## WORK TO BE COMPLETED
Starting at the top of the entries below, set down every line exactly, please, until you reach the line with "Per-token queries are", which is included too.

## RECORDS SHOWN
****************
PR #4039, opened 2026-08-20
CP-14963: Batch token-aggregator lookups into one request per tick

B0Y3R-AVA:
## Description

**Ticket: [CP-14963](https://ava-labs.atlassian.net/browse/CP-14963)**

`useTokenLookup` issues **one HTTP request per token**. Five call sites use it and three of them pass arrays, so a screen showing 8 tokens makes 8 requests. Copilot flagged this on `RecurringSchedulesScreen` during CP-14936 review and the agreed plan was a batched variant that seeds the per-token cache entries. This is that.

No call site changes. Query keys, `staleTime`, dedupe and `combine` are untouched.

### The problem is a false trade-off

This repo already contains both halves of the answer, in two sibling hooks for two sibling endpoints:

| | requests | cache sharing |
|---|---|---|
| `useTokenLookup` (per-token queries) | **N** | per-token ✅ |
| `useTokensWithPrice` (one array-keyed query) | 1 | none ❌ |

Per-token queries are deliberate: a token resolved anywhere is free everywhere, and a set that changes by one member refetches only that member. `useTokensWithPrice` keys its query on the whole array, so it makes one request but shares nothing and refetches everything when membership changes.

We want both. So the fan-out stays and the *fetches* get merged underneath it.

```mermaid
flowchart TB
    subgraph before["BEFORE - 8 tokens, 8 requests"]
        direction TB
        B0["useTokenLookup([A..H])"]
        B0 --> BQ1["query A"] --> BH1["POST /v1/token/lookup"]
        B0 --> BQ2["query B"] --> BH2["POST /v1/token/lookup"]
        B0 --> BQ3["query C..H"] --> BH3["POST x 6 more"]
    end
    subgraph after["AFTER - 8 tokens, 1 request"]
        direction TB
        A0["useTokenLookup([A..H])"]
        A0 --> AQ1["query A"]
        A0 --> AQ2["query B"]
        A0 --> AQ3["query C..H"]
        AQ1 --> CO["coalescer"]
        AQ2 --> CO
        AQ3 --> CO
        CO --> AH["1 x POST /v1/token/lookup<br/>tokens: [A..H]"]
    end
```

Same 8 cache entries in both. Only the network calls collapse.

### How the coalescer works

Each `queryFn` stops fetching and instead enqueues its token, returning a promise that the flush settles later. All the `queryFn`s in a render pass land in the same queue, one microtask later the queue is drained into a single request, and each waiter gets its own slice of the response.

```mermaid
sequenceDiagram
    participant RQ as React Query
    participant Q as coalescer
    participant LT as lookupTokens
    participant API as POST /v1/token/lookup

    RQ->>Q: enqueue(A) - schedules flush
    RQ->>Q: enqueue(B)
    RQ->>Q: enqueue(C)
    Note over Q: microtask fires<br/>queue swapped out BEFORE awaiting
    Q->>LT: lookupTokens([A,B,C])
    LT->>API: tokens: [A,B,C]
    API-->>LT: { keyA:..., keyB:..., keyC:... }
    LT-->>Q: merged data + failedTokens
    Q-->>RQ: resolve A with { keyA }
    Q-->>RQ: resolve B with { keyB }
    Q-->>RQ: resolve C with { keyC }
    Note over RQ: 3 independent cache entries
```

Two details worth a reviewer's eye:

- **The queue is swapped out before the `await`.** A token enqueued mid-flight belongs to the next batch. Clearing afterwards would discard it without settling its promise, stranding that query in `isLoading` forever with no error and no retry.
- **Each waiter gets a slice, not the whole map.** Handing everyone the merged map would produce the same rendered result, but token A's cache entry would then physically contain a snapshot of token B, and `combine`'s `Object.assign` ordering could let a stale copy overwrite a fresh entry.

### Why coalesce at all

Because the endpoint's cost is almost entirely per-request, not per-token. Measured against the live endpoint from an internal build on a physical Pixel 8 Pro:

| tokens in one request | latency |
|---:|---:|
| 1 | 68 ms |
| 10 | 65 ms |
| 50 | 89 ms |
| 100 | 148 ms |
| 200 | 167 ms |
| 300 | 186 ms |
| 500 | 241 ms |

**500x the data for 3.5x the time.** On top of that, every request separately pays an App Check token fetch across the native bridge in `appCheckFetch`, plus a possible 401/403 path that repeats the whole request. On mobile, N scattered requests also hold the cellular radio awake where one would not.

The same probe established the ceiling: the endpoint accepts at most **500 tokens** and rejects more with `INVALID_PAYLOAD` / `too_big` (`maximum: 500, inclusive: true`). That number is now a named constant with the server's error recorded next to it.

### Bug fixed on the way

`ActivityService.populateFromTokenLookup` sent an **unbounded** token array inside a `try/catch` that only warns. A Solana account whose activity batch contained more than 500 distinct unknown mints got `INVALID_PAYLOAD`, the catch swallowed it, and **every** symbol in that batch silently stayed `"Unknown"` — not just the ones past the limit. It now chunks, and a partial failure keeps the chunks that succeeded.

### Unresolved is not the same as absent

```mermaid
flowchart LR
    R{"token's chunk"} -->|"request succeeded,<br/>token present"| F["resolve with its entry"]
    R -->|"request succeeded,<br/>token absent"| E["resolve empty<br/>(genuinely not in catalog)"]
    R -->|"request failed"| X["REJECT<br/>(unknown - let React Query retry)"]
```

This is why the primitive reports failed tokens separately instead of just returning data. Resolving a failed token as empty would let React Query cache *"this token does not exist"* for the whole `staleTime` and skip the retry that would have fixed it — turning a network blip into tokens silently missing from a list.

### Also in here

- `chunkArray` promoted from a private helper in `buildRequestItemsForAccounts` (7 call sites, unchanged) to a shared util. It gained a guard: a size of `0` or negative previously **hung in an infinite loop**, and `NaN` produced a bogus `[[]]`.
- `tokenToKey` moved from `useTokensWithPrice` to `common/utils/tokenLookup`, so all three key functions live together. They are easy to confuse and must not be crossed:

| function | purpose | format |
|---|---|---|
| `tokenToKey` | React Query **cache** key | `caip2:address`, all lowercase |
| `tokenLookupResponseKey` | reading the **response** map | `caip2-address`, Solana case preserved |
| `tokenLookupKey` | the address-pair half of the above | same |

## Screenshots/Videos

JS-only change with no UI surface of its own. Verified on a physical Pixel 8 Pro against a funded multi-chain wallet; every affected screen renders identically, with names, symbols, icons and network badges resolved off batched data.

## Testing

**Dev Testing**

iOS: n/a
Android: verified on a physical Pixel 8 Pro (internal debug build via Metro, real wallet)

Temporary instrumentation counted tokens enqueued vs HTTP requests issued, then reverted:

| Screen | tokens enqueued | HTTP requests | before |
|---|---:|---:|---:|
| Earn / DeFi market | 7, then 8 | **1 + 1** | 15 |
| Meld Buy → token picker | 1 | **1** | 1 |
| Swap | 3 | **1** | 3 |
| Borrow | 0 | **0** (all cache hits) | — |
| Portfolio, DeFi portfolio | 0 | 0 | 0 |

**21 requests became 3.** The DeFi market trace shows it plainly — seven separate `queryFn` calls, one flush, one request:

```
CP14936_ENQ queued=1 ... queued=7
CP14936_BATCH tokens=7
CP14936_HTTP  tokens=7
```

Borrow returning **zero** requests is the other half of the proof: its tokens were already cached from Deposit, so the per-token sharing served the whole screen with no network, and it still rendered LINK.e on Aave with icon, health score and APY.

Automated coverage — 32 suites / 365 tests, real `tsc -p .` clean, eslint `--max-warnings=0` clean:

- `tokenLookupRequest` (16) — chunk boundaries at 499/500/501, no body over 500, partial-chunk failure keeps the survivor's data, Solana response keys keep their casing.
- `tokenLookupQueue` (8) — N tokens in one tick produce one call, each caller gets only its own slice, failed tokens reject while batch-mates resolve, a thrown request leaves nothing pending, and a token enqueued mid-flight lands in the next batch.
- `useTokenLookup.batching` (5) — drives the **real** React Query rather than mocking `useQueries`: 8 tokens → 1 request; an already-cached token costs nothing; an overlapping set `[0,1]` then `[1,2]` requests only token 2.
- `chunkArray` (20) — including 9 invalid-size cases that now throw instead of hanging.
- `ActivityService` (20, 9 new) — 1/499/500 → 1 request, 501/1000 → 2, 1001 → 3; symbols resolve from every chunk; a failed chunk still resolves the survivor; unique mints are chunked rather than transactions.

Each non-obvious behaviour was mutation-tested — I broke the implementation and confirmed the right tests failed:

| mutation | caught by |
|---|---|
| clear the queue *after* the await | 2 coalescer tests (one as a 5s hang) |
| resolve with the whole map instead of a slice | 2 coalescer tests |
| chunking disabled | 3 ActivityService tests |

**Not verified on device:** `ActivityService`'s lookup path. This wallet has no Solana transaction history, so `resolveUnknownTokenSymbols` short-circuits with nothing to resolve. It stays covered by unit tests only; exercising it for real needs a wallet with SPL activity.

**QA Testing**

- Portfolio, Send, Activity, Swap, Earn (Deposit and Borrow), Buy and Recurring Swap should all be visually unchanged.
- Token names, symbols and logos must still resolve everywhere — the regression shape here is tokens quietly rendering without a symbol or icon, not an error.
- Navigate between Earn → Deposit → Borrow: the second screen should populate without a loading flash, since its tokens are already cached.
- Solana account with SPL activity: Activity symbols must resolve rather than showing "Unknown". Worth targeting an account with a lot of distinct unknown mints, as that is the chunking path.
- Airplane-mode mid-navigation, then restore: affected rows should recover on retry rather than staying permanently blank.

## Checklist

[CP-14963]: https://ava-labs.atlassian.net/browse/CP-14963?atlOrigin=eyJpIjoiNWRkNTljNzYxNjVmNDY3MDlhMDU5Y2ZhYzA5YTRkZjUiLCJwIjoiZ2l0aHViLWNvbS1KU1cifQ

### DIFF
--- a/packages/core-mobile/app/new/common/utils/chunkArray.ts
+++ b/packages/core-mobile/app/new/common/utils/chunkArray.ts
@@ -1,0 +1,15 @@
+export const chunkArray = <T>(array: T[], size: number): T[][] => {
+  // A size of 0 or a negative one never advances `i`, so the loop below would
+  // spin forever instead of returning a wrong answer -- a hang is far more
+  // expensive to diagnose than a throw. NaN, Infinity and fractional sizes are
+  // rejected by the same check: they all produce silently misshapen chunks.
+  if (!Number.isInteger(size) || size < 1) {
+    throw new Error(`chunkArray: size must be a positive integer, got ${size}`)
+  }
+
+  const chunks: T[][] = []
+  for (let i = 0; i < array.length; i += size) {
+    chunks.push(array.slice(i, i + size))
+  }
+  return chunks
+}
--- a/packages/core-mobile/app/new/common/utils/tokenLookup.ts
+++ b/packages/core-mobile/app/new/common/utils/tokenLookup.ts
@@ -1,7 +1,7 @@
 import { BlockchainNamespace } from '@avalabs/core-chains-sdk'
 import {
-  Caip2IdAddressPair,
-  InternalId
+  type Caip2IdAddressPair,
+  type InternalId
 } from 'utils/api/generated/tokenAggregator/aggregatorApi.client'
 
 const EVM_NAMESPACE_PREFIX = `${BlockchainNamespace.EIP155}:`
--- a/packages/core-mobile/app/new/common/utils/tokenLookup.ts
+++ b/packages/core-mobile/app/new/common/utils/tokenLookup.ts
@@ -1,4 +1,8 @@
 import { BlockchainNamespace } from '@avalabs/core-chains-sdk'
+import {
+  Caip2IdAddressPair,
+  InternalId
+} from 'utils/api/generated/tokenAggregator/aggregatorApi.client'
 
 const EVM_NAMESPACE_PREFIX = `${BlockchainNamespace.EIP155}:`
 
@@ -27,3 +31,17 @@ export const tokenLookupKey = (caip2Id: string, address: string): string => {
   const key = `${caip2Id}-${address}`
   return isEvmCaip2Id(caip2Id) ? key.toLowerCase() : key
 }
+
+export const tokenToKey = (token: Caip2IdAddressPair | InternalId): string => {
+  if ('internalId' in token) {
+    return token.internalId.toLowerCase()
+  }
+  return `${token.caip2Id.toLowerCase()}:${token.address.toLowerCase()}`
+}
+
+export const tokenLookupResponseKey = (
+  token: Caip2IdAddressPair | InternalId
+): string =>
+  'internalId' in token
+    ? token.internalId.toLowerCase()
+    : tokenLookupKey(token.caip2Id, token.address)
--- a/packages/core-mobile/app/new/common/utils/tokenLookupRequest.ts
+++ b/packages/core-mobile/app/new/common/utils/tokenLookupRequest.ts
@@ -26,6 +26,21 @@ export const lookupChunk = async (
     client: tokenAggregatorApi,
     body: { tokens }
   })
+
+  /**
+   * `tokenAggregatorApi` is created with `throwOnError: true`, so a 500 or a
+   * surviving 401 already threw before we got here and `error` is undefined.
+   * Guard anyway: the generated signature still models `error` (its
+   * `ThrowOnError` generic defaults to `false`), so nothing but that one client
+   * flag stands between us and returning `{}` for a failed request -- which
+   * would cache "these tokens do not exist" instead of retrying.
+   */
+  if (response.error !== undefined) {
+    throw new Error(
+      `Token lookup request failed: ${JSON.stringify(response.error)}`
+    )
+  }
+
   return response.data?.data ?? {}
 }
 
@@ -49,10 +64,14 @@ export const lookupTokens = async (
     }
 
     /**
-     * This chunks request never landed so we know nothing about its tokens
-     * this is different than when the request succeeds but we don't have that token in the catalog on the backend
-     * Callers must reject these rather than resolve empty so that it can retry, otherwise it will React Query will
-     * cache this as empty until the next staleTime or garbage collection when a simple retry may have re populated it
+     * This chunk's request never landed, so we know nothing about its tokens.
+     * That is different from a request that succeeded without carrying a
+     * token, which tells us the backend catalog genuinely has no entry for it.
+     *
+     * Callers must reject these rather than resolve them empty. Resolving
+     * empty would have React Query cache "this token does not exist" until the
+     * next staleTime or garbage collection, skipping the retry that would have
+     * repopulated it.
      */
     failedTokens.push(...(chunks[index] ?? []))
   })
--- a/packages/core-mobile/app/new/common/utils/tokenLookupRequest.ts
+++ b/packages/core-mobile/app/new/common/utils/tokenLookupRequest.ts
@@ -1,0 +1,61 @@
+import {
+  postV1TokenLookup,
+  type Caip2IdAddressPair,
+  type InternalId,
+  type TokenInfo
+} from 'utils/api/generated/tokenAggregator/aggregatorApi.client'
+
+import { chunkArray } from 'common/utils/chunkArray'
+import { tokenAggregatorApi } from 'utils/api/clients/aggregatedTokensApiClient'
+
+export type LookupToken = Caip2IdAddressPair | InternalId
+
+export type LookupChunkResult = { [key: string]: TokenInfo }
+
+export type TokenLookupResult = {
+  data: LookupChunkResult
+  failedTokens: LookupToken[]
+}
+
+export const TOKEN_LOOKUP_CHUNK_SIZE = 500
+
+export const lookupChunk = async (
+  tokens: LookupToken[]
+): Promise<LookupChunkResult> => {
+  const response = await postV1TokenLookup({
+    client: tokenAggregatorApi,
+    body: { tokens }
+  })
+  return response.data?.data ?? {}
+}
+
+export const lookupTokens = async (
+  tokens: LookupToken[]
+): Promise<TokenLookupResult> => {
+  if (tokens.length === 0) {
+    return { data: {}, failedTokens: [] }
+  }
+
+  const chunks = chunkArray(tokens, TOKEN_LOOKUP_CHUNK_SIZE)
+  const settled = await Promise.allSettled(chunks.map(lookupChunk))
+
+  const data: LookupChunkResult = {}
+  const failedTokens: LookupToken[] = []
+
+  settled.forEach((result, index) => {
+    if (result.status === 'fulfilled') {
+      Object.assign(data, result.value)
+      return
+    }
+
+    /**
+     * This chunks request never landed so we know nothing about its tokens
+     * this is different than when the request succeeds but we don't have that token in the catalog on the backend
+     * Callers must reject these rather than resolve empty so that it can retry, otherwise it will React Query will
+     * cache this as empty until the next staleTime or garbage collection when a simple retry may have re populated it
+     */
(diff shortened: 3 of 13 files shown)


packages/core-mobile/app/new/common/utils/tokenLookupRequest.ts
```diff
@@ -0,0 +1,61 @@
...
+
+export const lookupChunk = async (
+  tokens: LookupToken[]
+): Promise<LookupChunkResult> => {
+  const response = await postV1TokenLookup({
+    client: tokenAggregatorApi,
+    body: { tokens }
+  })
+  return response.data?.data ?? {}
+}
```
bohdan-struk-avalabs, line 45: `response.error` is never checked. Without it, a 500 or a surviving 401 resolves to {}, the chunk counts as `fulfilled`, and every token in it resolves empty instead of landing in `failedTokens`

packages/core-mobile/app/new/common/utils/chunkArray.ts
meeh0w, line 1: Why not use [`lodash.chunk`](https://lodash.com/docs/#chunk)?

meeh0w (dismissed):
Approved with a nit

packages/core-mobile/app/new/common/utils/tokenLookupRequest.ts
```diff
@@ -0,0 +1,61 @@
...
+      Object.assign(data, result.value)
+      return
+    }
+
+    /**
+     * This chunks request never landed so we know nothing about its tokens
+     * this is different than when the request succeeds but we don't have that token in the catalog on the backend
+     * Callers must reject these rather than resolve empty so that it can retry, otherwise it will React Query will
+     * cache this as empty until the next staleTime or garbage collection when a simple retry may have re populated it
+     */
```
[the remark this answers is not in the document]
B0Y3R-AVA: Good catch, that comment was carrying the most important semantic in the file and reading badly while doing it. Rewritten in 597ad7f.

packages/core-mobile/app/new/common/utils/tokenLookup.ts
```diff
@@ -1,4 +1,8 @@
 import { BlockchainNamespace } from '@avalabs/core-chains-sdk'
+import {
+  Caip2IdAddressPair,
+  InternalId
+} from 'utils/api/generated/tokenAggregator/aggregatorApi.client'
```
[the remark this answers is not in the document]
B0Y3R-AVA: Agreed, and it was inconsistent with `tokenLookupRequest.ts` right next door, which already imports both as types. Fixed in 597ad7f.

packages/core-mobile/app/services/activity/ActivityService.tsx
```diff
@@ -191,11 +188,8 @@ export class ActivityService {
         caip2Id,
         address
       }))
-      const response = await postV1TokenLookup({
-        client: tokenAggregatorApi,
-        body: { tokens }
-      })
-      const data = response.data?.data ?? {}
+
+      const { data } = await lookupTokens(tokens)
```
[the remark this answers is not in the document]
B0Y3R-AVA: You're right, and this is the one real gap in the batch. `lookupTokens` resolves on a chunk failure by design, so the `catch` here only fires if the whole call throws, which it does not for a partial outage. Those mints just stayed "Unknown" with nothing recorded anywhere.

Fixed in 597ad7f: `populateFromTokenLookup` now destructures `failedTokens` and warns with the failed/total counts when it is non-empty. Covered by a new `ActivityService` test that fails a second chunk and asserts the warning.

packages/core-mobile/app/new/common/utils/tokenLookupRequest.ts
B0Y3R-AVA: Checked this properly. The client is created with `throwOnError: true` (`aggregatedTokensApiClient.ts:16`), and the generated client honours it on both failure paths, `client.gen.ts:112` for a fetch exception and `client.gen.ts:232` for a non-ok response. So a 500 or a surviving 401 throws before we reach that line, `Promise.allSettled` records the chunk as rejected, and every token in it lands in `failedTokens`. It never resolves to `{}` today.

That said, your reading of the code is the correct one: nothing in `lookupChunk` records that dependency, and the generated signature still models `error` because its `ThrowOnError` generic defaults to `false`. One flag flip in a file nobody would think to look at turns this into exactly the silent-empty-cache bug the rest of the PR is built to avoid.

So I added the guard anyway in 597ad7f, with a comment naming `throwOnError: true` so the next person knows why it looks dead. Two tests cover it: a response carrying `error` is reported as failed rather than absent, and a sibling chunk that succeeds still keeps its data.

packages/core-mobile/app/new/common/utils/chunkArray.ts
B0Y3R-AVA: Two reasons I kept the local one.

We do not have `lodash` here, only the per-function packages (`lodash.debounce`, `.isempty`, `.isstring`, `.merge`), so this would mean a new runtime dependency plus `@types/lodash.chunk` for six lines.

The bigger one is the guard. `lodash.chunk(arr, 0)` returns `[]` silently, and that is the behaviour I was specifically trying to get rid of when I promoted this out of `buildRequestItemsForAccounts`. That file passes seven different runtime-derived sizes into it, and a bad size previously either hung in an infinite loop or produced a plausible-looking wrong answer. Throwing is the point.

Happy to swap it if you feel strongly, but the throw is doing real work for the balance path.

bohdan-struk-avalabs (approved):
****************
## ANSWER FOR THIS EXERCISE
PR #4039, opened 2026-08-20
CP-14963: Batch token-aggregator lookups into one request per tick

B0Y3R-AVA:
## Description

**Ticket: [CP-14963](https://ava-labs.atlassian.net/browse/CP-14963)**

`useTokenLookup` issues **one HTTP request per token**. Five call sites use it and three of them pass arrays, so a screen showing 8 tokens makes 8 requests. Copilot flagged this on `RecurringSchedulesScreen` during CP-14936 review and the agreed plan was a batched variant that seeds the per-token cache entries. This is that.

No call site changes. Query keys, `staleTime`, dedupe and `combine` are untouched.

### The problem is a false trade-off

This repo already contains both halves of the answer, in two sibling hooks for two sibling endpoints:

| | requests | cache sharing |
|---|---|---|
| `useTokenLookup` (per-token queries) | **N** | per-token ✅ |
| `useTokensWithPrice` (one array-keyed query) | 1 | none ❌ |

Per-token queries are deliberate: a token resolved anywhere is free everywhere, and a set that changes by one member refetches only that member. `useTokensWithPrice` keys its query on the whole array, so it makes one request but shares nothing and refetches everything when membership changes.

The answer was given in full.